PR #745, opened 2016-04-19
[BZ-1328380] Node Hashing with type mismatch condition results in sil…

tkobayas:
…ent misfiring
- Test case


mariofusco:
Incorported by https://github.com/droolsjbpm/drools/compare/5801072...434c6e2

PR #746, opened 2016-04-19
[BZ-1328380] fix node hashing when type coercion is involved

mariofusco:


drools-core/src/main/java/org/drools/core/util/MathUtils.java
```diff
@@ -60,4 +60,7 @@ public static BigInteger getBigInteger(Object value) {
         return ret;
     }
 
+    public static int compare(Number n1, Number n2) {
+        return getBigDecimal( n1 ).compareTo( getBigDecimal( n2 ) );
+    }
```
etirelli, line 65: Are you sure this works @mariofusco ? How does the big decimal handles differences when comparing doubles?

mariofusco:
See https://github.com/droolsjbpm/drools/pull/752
********
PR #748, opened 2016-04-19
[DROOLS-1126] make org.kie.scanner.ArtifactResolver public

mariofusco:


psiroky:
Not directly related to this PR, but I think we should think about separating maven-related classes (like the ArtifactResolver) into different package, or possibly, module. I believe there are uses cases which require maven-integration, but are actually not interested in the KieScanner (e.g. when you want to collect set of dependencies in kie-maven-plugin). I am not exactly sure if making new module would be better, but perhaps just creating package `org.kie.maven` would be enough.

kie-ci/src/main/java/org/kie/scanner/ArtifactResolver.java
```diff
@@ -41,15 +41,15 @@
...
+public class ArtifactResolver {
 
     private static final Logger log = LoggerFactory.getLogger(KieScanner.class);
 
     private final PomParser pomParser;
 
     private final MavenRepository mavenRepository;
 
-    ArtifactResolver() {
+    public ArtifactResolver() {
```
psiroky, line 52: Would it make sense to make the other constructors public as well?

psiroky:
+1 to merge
********
--- WORK REQUEST ---
Copy out every line from the data above that has "make" in it.

--- SOLUTION TO THE PROBLEM ---
[DROOLS-1126] make org.kie.scanner.ArtifactResolver public
psiroky, line 52: Would it make sense to make the other constructors public as well?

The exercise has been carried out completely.